I am creating a sample of 3 observations with 3 values. I would like to then combine them into one observation and determine the frequency of duplicate values but would like to know what values are duplicated how many times. For example, "59741111" is duplicated 3 times and "29611022" is duplicated twice. Thank you very much.
set.seed(10231995) df <- t(replicate(3, sample(id, 3, replace=FALSE, prob=NULL))) df
Result
[,1] [,2] [,3]
[1,] "59741111" "73380703" "29611022"
[2,] "59741111" "70470420" "59741111"
[3,] "33360105" "29611022" "32080517"
Desired result
[,1] [,2] [,3] [,4] [,5] [,6] [,7] [,8] [,9]

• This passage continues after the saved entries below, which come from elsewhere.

PR #396, opened 2026-05-09
feat(send): explicit submitter field on the wire (#237 Phase 1)

adnaan:
## Summary

Implements **Phase 1** of [`docs/proposals/explicit-submitter.md`](https://github.com/livetemplate/livetemplate/blob/main/docs/proposals/explicit-submitter.md) (PR #382): server-side acceptance of an explicit submitter field on the wire, replacing the empty-value button heuristic in collision-prone cases.

**Backwards-compatible.** Old clients keep working via the existing heuristic, which stays as a fallback. New clients (Phase 2, separate PR) will populate `lvt-submitter` (forms) and `submitter` (WS).

Closes the server-side portion of #237 (P1 correctness). Phase 2 (client emits) and Phase 3 (deprecation warning) are separate follow-ups.

## What changed

- `ActionMessage` gains `Submitter string \`json:"submitter,omitempty"\``
- New `resolveSubmitterFallback(msg)` helper: `msg.Action ← msg.Submitter` when `Action` is empty (idempotent, safe to call from any parser)
- All four parsers call it: `ParseActionFromHTTP` (JSON branch), `ParseActionFromWebSocket`, `parseURLEncodedForm`, `parseMultipartForm`
- `lvt-submitter` added to `actionFields` skiplist (urlencoded + multipart) so it isn't echoed back as user data
- In `parseMultipartForm`, `lvt-submitter` is read **before** the `jsonDataParsed` branch (same control-flow position as `lvt-action`) so it takes precedence regardless of whether a JSON `data` envelope is present
- Resolution-order doc comment added to `parseMultipartForm` mirroring `parseURLEncodedForm` — both now document: `lvt-action → lvt-submitter → heuristic → ""`

## Out of scope

- **Phase 2**: client emits `lvt-submitter` (HTTP) and `submitter` (WS). Cross-repo work in `livetemplate/client`.
- **Phase 3**: deprecation warning on the heuristic with rate-limited logging + `LVT_FORM_SUBMITTER_COMPAT=silent` env-var suppression.
- **Phase 4**: heuristic removal — gated on the no-JS support decision (see proposal Q3).
- **`lvt-form:emit-submitter` directive**: Phase 2/lite-JS opt-in.

## Test plan

- [x] New tests in `internal/send/message_test.go` covering all three content types (JSON, urlencoded, multipart)
- [x] Collision cases: legitimate empty input + explicit submitter, two empty fields + explicit submitter, `<button name="action">` resolution
- [x] Precedence: `lvt-action` always wins over `lvt-submitter`
- [x] WS path: `action="" + submitter="X"` → action becomes `"X"`; `action="Y" + submitter="X"` → action stays `"Y"`
- [x] `lvt-submitter` not echoed back into `msg.Data`
- [x] `go test ./internal/send/...` passes (with and without `-race`)
- [x] Full test suite passes via pre-commit (300s timeout, includes pubsub Docker tests)
- [x] Linters pass: errcheck, govet, ineffassign, staticcheck, unparam, unused

### DIFF
--- a/internal/send/message.go
+++ b/internal/send/message.go
@@ -12,6 +12,9 @@ import (
 const wsTextMessage = 1 // RFC 6455 text message type (mirrors WSTextMessage in root package)
 
 // ActionMessage represents an action message from the client (internal protocol).
+// Wire-format note: HTTP form paths use the form key "lvt-submitter"; JSON
+// (HTTP and WS) paths use the top-level key "submitter". Different conventions
+// for different envelopes — form fields take the lvt- prefix, JSON keys do not.
 type ActionMessage struct {
 	Action    string                 `json:"action"`              // Action name, may include store prefix (e.g., "counter.increment")
 	Submitter string                 `json:"submitter,omitempty"` // Optional explicit submitter name (e.g. SubmitEvent.submitter.name); used as Action when Action is empty.
@@ -118,7 +121,7 @@ func parseMultipartForm(r *http.Request) (ActionMessage, error) {
 	// Get action from lvt-action field (explicit routing for progressive enhancement)
 	msg.Action = r.FormValue("lvt-action")
 	// Capture explicit submitter (client-emitted SubmitEvent.submitter.name);
-	// resolveSubmitterFallback below promotes this to msg.Action only when
+	// resolveSubmitterFallback (called immediately after) promotes this to msg.Action only when
 	// msg.Action is empty, so lvt-action always wins. Read here (before the
 	// jsonDataParsed branch) so submitter routing applies whether or not a
 	// JSON "data" envelope is present.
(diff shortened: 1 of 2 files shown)


adnaan:
Round-2 reply (claude[bot] review):

**Substantive item — added.** Pushed test for the proposal Out of Scope #6 case (form `lvt-submitter` + `submitter` key inside JSON data blob). Form-level routing wins; JSON-data `submitter` stays in `msg.Data` as user data.

**Comment-duplication nit — declining.** The proposal explicitly requests symmetric "Action resolution order" doc comments in both `parseURLEncodedForm` and `parseMultipartForm` (Phase 1 bullet: *"Add an 'Action resolution order' doc comment to parseMultipartForm mirroring the one already in parseURLEncodedForm. Both functions will share the same 4-step order after Phase 1; documenting it in only one place is asymmetric."*). The trailing paragraph in `parseMultipartForm` is multipart-specific (explains the pre-`jsonDataParsed` control-flow position) and is not duplicated.

Project guidance for doc comments: **explicit clarity over DRY** when the duplication is the documentation itself. CLAUDE.md "AI Code Review Workflow" specifically calls out this kind of conflict.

"59741111" "73380703" "29611022" "59741111" "70470420" "59741111" "33360105" "29611022" "32080517"
Value freq rel freq
"59741111" 3 .33
"29611022" 2 .22
Best Answer
The "id" variable is not defined in your reproducible example, so I cannot run your code as is. However, I can still help you out. Take a look at the code below:
require(data.table) set.seed(10231995) id <- 1:5 df <- data.table(t(replicate(3, sample(id, 3, replace=FALSE, prob=NULL)))) df df2 <- melt(df) df2 df2[, .N, by=value]
The data.table package in R lets you do a lot of "SQL-like" operations which are what you would be looking for to do these "group-by" calculations to calculate frequency of duplicates, etc.
This data.table tutorial provides a good introduction into how to do these calculations and it explains briefly their syntax.